* **INSTRUCTIONS FOR THE TASK**:
Please retype the records below exactly, from the first line down to and including the line with "Fixes #4642.".

* **Collected data entries**:
PR #4718, opened 2026-08-24
fix(mobile): give the Android tick note room for a real beta note

### LINKED ISSUE #4642: 🐞 Bug report: When i send a route and i want to write a comment i cant see the text. it is there but the text window...

## Comment

When i send a route and i want to write a comment i cant see the text. it is there but the text window is to small

## Metadata

| Field | Value |
| --- | --- |
| Platform | android |
| App version | 2.3.1 (2000824) |
| Source | drawer-bug |
| Board | kilter / layout 1 / size 10 / sets [1,20] @ 55° |
| Climb | A Fuori (7a/V6) |
| Session | unknown |
| URL | /climbs |
| User agent | unknown |
| Feedback row | app_feedback #10206 |

## Contact

✅ Reporter agreed to follow-up — resolve **app_feedback #10206** in the DB to reach them.

marcodejongh:
## Summary

Fixes #4642.

The reporter filed one complaint with two halves, and they resolve differently.

**Half 1 — "i cant see the text. it is there".** Already fixed. The note rendered as a ~5pt band of glyph bottoms and a stub caret; that landed on `main` in #4684 / `245f9ca1b` on 2026-08-22 and shipped on the `production` OTA channel on 2026-08-23, two days after this issue was filed against 2.3.1. #4684 was merged without the emulator pass its own test plan asked for, and it linked #4231 (an unrelated gym-claim ticket, closed 2026-08-11) rather than this issue — which is why #4642 is still open. This PR closes that loop: it verifies half 1 on a device, states the mechanism honestly, and guards it.

**Half 2 — "the text window is to small".** Still live, and this PR fixes it.

### What the emulator showed

Android emulator, Pixel AVD at 810x1800 px / density 320 (= 405x900pt, close to the reporter's 411x914pt device), dark, current `main`. Measurements are `uiautomator` node bounds on the `Tick note` node.

| | Measured on `main` |
| --- | --- |
| Note field at rest | 44pt — one line |
| Note field with a long note | **95.5pt** — pinned at the 96pt `maxHeight`, four lines |
| Empty sheet between the Note row and the Attempt/Send bar, keyboard down | **~302pt** |
| Sheet body height above the keyboard | ~293pt |

Past four lines the note scrolls **inside** the field. An Android multiline `TextInput` has no scrollbar prop at all in RN 0.86, so there is nothing on screen to say text exists above the fold — a six-line note opened mid-sentence on *"before the dyn beta is solid now and I wan…"*, with the first lines silently gone. That is exactly "the text window is to small", and the sheet had ~300pt of empty space it was not using.

### The change

| | before | after |
| --- | --- | --- |
| `minHeight` | 44 — one line | **64** — two lines |
| `maxHeight` | 96 — four lines | **160** — seven lines |
| label alignment on the note row | centred against the box | **top-aligned** to the first line of text |
| border at rest | `transparent` | `systemColors.separator` |

**`maxHeight` 96 → 160.** Seven lines (7 × 20pt `subheadline` line-height + 16pt padding + 2pt border = 158, 2pt spare), +67% on the old ceiling. A maxed note spends 116 of the ~302pt of measured dead space.

The binding constraint is not Android but **iOS**, and this ceiling was 180 until review re-derived that bound. On the reference device the detent test pins (window 844 − 44 top inset − 24 iOS-26 card gap = base 776): the `'92%'` keyboard detent gives a 694pt column, `KeyboardAvoidingView behavior="padding"` takes 336 for the keyboard → 358, less the 56pt header and the footer. The footer is where the two readings split. The 180 figure assumed the window bottom inset collapses to 0 while the keyboard is up (footer 106 → body 196pt); it does not — `useWindowBottomInset()` keeps returning the published 34pt inset and nothing in the app zeroes it on keyboard show (`hooks/use-window-bottom-inset.ts:20-24`), so the footer is 140 and the **visible body is 162pt**. 180 overflowed it by 18pt, and a field taller than the visible body can never scroll fully into view — the exact rule the old comment stated and its own value broke.

160 is safe under both readings. The derivation, including which assumption killed 180, is now in the constant's comment, so nobody re-raises the ceiling on the old argument.

**`minHeight` 44 → 64.** Two lines of `subheadline` plus the field's own padding and border, matching `EndSessionSheet`'s recap box. A one-line box to start a beta note in was half the complaint still shipping.

**`alignTop` on `TickFormRow`.** `TickFormRow` centres its label against the control, which is correct for every row on the 56pt beat and wrong for the one control that now grows to 160pt — the label ended up level with the middle of the note rather than its first line. New opt-in prop (row `alignItems: 'flex-start'` + `paddingTop: spacing[1]`, label `paddingTop: spacing[2]`), passed **only** from `QuickTickBar` and `LogbookEditSheet`, so every other row is untouched. It defers to `stacked`, which already puts the label on its own line. Verified on the emulator at a 178pt field (the tallest the pre-review 180pt ceiling allowed): label top and field top land on the same pixel, was ~31pt below the first text line. The alignment is independent of the ceiling, so lowering it to 160 does not change that geometry.

One caveat for the next adopter, deliberately left as-is: the inset is **top-only** (`paddingTop: spacing[1]`, no matching `paddingBottom`). Invisible on the two rows that opt in today — both pass `showSeparator={false}` and are last in their sheet — but the first row that takes `alignTop` *with* a separator gets its hairline flush against the control's bottom edge with 4pt above it, which reads as a rendering bug rather than a missing prop. Mirror the inset, or keep pairing `alignTop` with `showSeparator={false}`.

**Visible edge at rest.** `borderColor: 'transparent'` meant the unfocused field had no boundary at all. Now `systemColors.separator`, with `borderWidth` unchanged so focus recolours rather than resizes. Being straight about it: it clears WCAG 1.4.11's 3:1 in **neither** scheme — **~1.9:1 in dark, ~1.6:1 in light**, so dark is the better of the two rather than the worst case. The design system has no border role that clears 3:1 on both platforms. Tracked in **#4722**, not solved here.

**Deliberately not touched — and two independent emulator passes reached this same conclusion:**

- **The detents.** `CREATE_TICK_SNAP_POINTS[0]` is discarded before it reaches the sheet on Android (`sheet-snap-points.ts:45`, under `androidOpensExpanded`), and `@expo/ui`'s Android sheet never reads a `%` for sizing — so a detent edit changes zero pixels on the reported platform while forcing `log-ascent-sheet.test.tsx` to be re-baselined. The body is scrollable under a pinned footer, so the taller field costs the action bar nothing.
- **`TickFormRow`'s `height` prop.** Applied as `minHeight` (`TickFormRow.tsx:65`), so the row already sizes to a taller child. Inert.
- **Parking the caret at the start on blur.** An overflowing note stays scrolled wherever the caret left it, so blurring can leave you looking at the middle of your own note. The taller box makes that far rarer but does not remove it. Fixing it means `setNativeProps({ selection })` during blur, which touches Android IME composition and needs a device matrix rather than one emulator. Filed as **#4730**.

### On the mechanism, honestly

#4684's commit message credits *"nested-flex vertical centering"* for the sliver. That does not survive the arithmetic: the old outer box was 44 − 16 padding − 2 border = 26pt inner, and a 20pt line fits in 26pt. Nor does the stronger version of that story — this repo's vendored Yoga clamps `availableInnerMainDim` to the min constraint *before* `resolveFlexibleLength` (`CalculateLayout.cpp`), so the old child resolved to ~26pt, not 0.

What **is** established: the ink band measured ~5pt, the first ink sat ~9.7pt below the input's top edge despite `textAlignVertical: 'top'`, and declaring padding on the input fixed it. The **leading hypothesis** for the ~9.7pt is Fabric's — `AndroidTextInputComponentDescriptor.h:98-102` writes the theme's default `EditText` padding into the Yoga style of any `TextInput` that declares none, and declaring padding sets `hasPaddingVertical` and suppresses it. The header comment now says exactly that much and no more. Either way the padding is what changed the rendering, so `tick-note-field.test.tsx` guards it — and a future "simplify" pass that keeps the flat shape but drops the padding now fails a test instead of re-opening the bug.

### Review follow-ups (applied in `f6135165c`)

- **The ceiling: 180 → 160.** Re-derived above. The old number rested on an unstated assumption about the window bottom inset that the code does not honour.
- **Detent derivations un-drifted.** `tick-sheet-metrics.ts` still derived both sheets from a 56pt note row while this PR made the row **68** (field `minHeight` 64 + the 4pt `alignTop` inset). So the create column is 496, not 484 (+20 chrome → 516/769 = 67.1%), and the edit column 686, not 674 (706/769 = 91.8%). **Detent values are unchanged** — `['65%', '92%']` / `['80%', '92%']` still ship, and `log-ascent-sheet.test.tsx` needs no re-baseline. What changed is that the comments now say the truth: at `'65%'` the 480pt column opens ~16pt short of the content, deliberately, because the body scrolls under a pinned footer and erring short beats a clipped footer (#3330). That module exists to stop the field size and the detent arithmetic drifting apart, so it does not get to drift itself.
- **WCAG figures corrected** — both schemes stated, above.
- **Two assertions no longer fail via `NaN`.** `minHeight` / `maxHeight` living on a wrapper instead of the input made every number downstream `NaN`; the tests went red (no false green) but reported *"expected NaN to be >= 40"*. They now check the property is on the input first, and the regression reads *"expected undefined to be type of 'number'"* — mutation-checked by moving both off the input.

### Cross-reference cleanup

Six comments cited `#4231` for the Android tick-sheet work: `sheet-snap-points.ts`, `Sheet.tsx`, `ModalSheet.tsx`, `LogAscentSheet.tsx`, `you/LogbookEditSheet.tsx`, `docs/mobile-sheets-vs-routes.md`. Every one of them describes the **pinned-footer / Send-button-below-the-fold** bug — `androidOpensExpanded`, Android's ~50% partial state stranding the footer — **not** the note field. So they point at **#4723**, the issue filed for that, not at this one. (An earlier revision of this PR pointed them at #4642; that was wrong for the same reason #4231 was, and is corrected in `f38f4ec1`.)

## Release Notes

- Room for real beta when you log a send: the note box opens two lines tall and grows to hold a full paragraph, so what you're writing stays on screen instead of scrolling out of sight.

## Test plan

Emulator: Android, Pixel AVD 810x1800 @ density 320, dark, dev-client against Metro from this branch. Climbs → a climb → log a send → Note.

- [x] **Short note** (`gogogo`) on current `main`: full-height glyphs, full-height caret, light violet on the dark violet fill. Half 1 confirmed fixed by #4684 — the check #4684 never ran.
- [x] **Long note** on current `main`: field pinned at 95.5pt / four lines, note rendering from mid-sentence, ~302pt of empty sheet below it. Half 2 reproduced.
- [x] **This branch, at rest**: field 64pt / two lines, label level with the placeholder's first line, visible border before focus.
- [x] **This branch, long note**: field grows 98 → 118 → 158 → 178pt reading from its first word, clamps at exactly 180pt, label top and field top on the same pixel, Attempt/Send on screen above the keyboard, body scrolls the rows above. Captured at the 180pt revision; **not re-captured at 160**, which caps the same field one 20pt line earlier (158pt rendered) and changes nothing else on screen.
- [x] `vp check` — my files clean (scoped run: 16 files, no warnings or errors); the full-repo run reports 8 errors + 259 warnings, all pre-existing in `packages/backend` and `packages/db` and untouched here
- [x] `vp test run --project mobile tick-note-field tick-form-row log-ascent` — 4 files, 31 tests, all pass
- [x] `vp run typecheck:mobile` — clean
- [x] `vp run test:mobile` — 703 files, 6940 tests, all pass
- [x] `vp run check:mobile-bundle` — android bundle OK

Every guard added here was **mutation-tested** — each fails on its own regression and stays green for the others:

| Mutation | Fails |
| --- | --- |
| drop `paddingVertical` | padding guard only |
| `maxHeight` back to 96 | ceiling guard only |
| `minHeight` back to 44 | two-line guard only |
| `borderColor` back to `transparent` | visible-edge guard only |
| wrap the input in a `View` | flat-shape guard only |
| `alignTop` ignored | opt-in guard only |
| `alignTop` applied unconditionally | default-beat guard only |
| `minHeight` / `maxHeight` moved off the input | both height guards, now naming the moved property instead of `NaN` |

JS-only, so this rides the production OTA — no native rebuild, no fingerprint change.

Two independent emulator passes (this one and a parallel session) reproduced the same 4-line cap and independently rejected the detent bump and the `height` prop.

The reporter's screenshot is on #4642. GitHub image upload is not reachable from this environment, so the numbers above are node bounds rather than pixel-peeping, and the captures are laid out side by side here: **https://claude.ai/code/artifact/1fa50a2c-1e7c-4174-961a-11644245bed4** (Boardsesh team only). The PNGs are at `.boardsesh/shots/` in the working tree — happy to have them dragged into this body by anyone with a browser session.

### DIFF
--- a/docs/mobile-sheets-vs-routes.md
+++ b/docs/mobile-sheets-vs-routes.md
@@ -146,7 +146,7 @@ and which index is requested — it has a fixed ~50% "partial" state and a conte
 "expanded" state, nothing in between (see `androidSafeSnapPoints` in
 `src/components/sheet-snap-points.ts`). A sheet whose detents are tuned against iOS's real first
 fraction (e.g. `65%`/`80%`, sized so a pinned footer fits under the form) can be TALLER than
-Android's ~50% partial state, stranding that footer below the fold (#4642). For a multi-detent
+Android's ~50% partial state, stranding that footer below the fold (#4723). For a multi-detent
 sheet with a pinned footer, pass `androidOpensExpanded` to `Sheet` / `ModalSheet` — `LogAscentSheet`
 and `LogbookEditSheet` opt in. It collapses the sheet to its single LAST detent on Android (via
 `androidSafeSnapPoints`) rather than requesting the last index of a multi-detent config: a single
--- a/docs/mobile-sheets-vs-routes.md
+++ b/docs/mobile-sheets-vs-routes.md
@@ -146,7 +146,7 @@ and which index is requested — it has a fixed ~50% "partial" state and a conte
 "expanded" state, nothing in between (see `androidSafeSnapPoints` in
 `src/components/sheet-snap-points.ts`). A sheet whose detents are tuned against iOS's real first
 fraction (e.g. `65%`/`80%`, sized so a pinned footer fits under the form) can be TALLER than
-Android's ~50% partial state, stranding that footer below the fold (#4231). For a multi-detent
+Android's ~50% partial state, stranding that footer below the fold (#4642). For a multi-detent
 sheet with a pinned footer, pass `androidOpensExpanded` to `Sheet` / `ModalSheet` — `LogAscentSheet`
 and `LogbookEditSheet` opt in. It collapses the sheet to its single LAST detent on Android (via
 `androidSafeSnapPoints`) rather than requesting the last index of a multi-detent config: a single
--- a/packages/mobile/src/components/LogAscentSheet.tsx
+++ b/packages/mobile/src/components/LogAscentSheet.tsx
@@ -144,7 +144,7 @@ export function LogAscentSheet({
       surface="solid"
       footerSurface="flush"
       // Android's ~50% partial state can't fit this form under a pinned
-      // footer (see `androidOpensExpanded` on `ModalSheet`, #4231) — open
+      // footer (see `androidOpensExpanded` on `ModalSheet`, #4642) — open
       // expanded there so the Send button never lands off the fold.
       androidOpensExpanded
       header={
--- a/packages/mobile/src/components/LogAscentSheet.tsx
+++ b/packages/mobile/src/components/LogAscentSheet.tsx
@@ -144,7 +144,7 @@ export function LogAscentSheet({
       surface="solid"
       footerSurface="flush"
       // Android's ~50% partial state can't fit this form under a pinned
-      // footer (see `androidOpensExpanded` on `ModalSheet`, #4642) — open
+      // footer (see `androidOpensExpanded` on `ModalSheet`, #4723) — open
       // expanded there so the Send button never lands off the fold.
       androidOpensExpanded
       header={
--- a/packages/mobile/src/components/ModalSheet.tsx
+++ b/packages/mobile/src/components/ModalSheet.tsx
@@ -71,7 +71,7 @@ type ModalSheetProps = {
   header?: ReactNode;
   /** Collapses to a single, expanded-only detent on Android instead of the usual
    * multi-detent config, so a pinned footer never strands below Android's ~50%
-   * partial state (#4642). See `androidSafeSnapPoints` for the full rationale;
+   * partial state (#4723). See `androidSafeSnapPoints` for the full rationale;
    * no effect on iOS/web, or on a single detent already at/above 75%. */
   androidOpensExpanded?: boolean;
 };
--- a/packages/mobile/src/components/ModalSheet.tsx
+++ b/packages/mobile/src/components/ModalSheet.tsx
@@ -71,7 +71,7 @@ type ModalSheetProps = {
   header?: ReactNode;
   /** Collapses to a single, expanded-only detent on Android instead of the usual
    * multi-detent config, so a pinned footer never strands below Android's ~50%
-   * partial state (#4231). See `androidSafeSnapPoints` for the full rationale;
+   * partial state (#4642). See `androidSafeSnapPoints` for the full rationale;
    * no effect on iOS/web, or on a single detent already at/above 75%. */
   androidOpensExpanded?: boolean;
 };
--- a/packages/mobile/src/components/Sheet.tsx
+++ b/packages/mobile/src/components/Sheet.tsx
@@ -71,7 +71,7 @@ type SheetProps = {
   header?: ReactNode;
   /** Collapses to a single, expanded-only detent on Android instead of the usual
    * multi-detent config, so a pinned footer never strands below Android's ~50%
-   * partial state (#4231). See `androidSafeSnapPoints` for the full rationale;
+   * partial state (#4642). See `androidSafeSnapPoints` for the full rationale;
    * no effect on iOS/web, or on a single detent already at/above 75%. */
   androidOpensExpanded?: boolean;
 };
--- a/packages/mobile/src/components/Sheet.tsx
+++ b/packages/mobile/src/components/Sheet.tsx
@@ -71,7 +71,7 @@ type SheetProps = {
   header?: ReactNode;
   /** Collapses to a single, expanded-only detent on Android instead of the usual
    * multi-detent config, so a pinned footer never strands below Android's ~50%
-   * partial state (#4642). See `androidSafeSnapPoints` for the full rationale;
+   * partial state (#4723). See `androidSafeSnapPoints` for the full rationale;
    * no effect on iOS/web, or on a single detent already at/above 75%. */
   androidOpensExpanded?: boolean;
 };
--- a/packages/mobile/src/components/play-drawer/QuickTickBar.tsx
+++ b/packages/mobile/src/components/play-drawer/QuickTickBar.tsx
@@ -121,7 +121,10 @@ export const QuickTickBar = React.memo(function QuickTickBar({ form }: QuickTick
         />
       </TickFormRow>
 
-      <TickFormRow label={tClimbs('mobile.tick.noteLabel')} showSeparator={false} testID="tick-row-note">
+      {/* `alignTop`: the note is the one control that grows well past the 56pt
+          row beat, and a centred label floats ~31pt below the first line of
+          the climber's own text (#4642). */}
+      <TickFormRow label={tClimbs('mobile.tick.noteLabel')} alignTop showSeparator={false} testID="tick-row-note">
         <TickNoteField
           value={comment}
           onChangeText={onCommentChange}
--- a/packages/mobile/src/components/sheet-snap-points.ts
+++ b/packages/mobile/src/components/sheet-snap-points.ts
@@ -22,7 +22,7 @@ const ANDROID_NEAR_FULL_DETENT_PERCENT = 75;
  * already have a partial state, and non-% (px) detents are left as-is.
  *
  * `androidOpensExpanded` (a multi-detent sheet whose pinned footer only fits at
- * its LAST detent, e.g. the tick sheets, #4231) collapses to that single last
+ * its LAST detent, e.g. the tick sheets, #4642) collapses to that single last
  * detent on Android — not "keep both detents and pick the last index at
  * present-time", which depends on an `@expo/ui` Android `expand()` call the
  * library's own `ModalBottomSheetView.kt` can silently no-op ("Expanded anchor
--- a/packages/mobile/src/components/sheet-snap-points.ts
+++ b/packages/mobile/src/components/sheet-snap-points.ts
@@ -22,7 +22,7 @@ const ANDROID_NEAR_FULL_DETENT_PERCENT = 75;
  * already have a partial state, and non-% (px) detents are left as-is.
  *
  * `androidOpensExpanded` (a multi-detent sheet whose pinned footer only fits at
- * its LAST detent, e.g. the tick sheets, #4642) collapses to that single last
+ * its LAST detent, e.g. the tick sheets, #4723) collapses to that single last
  * detent on Android — not "keep both detents and pick the last index at
  * present-time", which depends on an `@expo/ui` Android `expand()` call the
  * library's own `ModalBottomSheetView.kt` can silently no-op ("Expanded anchor
--- a/packages/mobile/src/components/tick/TickFormRow.tsx
+++ b/packages/mobile/src/components/tick/TickFormRow.tsx
@@ -29,7 +29,7 @@ type TickFormRowProps = {
    *  row's trailing gutter so the rail reads as scrollable rather than clipped. */
   bleed?: boolean;
   /** Top-align the label against a control that is much taller than the 56pt
-   *  beat — the note field, which grows to 180pt. Centred, its label floats
+   *  beat — the note field, which grows to 160pt. Centred, its label floats
    *  ~31pt below the first line of the climber's own text and reads as broken.
    *  Opt-in, so every other row keeps the centred beat. NOT `stacked`: that
    *  flips the row to a column and is a different layout. */
--- a/packages/mobile/src/components/tick/TickFormRow.tsx
+++ b/packages/mobile/src/components/tick/TickFormRow.tsx
@@ -28,6 +28,12 @@ type TickFormRowProps = {
   /** Let the control run to the screen edge (a horizontal rail), dropping the
    *  row's trailing gutter so the rail reads as scrollable rather than clipped. */
   bleed?: boolean;
+  /** Top-align the label against a control that is much taller than the 56pt
+   *  beat — the note field, which grows to 180pt. Centred, its label floats
+   *  ~31pt below the first line of the climber's own text and reads as broken.
+   *  Opt-in, so every other row keeps the centred beat. NOT `stacked`: that
+   *  flips the row to a column and is a different layout. */
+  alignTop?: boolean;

* **TASK SOLUTION**:
PR #4718, opened 2026-08-24
fix(mobile): give the Android tick note room for a real beta note

### LINKED ISSUE #4642: 🐞 Bug report: When i send a route and i want to write a comment i cant see the text. it is there but the text window...

## Comment

When i send a route and i want to write a comment i cant see the text. it is there but the text window is to small

## Metadata

| Field | Value |
| --- | --- |
| Platform | android |
| App version | 2.3.1 (2000824) |
| Source | drawer-bug |
| Board | kilter / layout 1 / size 10 / sets [1,20] @ 55° |
| Climb | A Fuori (7a/V6) |
| Session | unknown |
| URL | /climbs |
| User agent | unknown |
| Feedback row | app_feedback #10206 |

## Contact

✅ Reporter agreed to follow-up — resolve **app_feedback #10206** in the DB to reach them.

marcodejongh:
## Summary

Fixes #4642.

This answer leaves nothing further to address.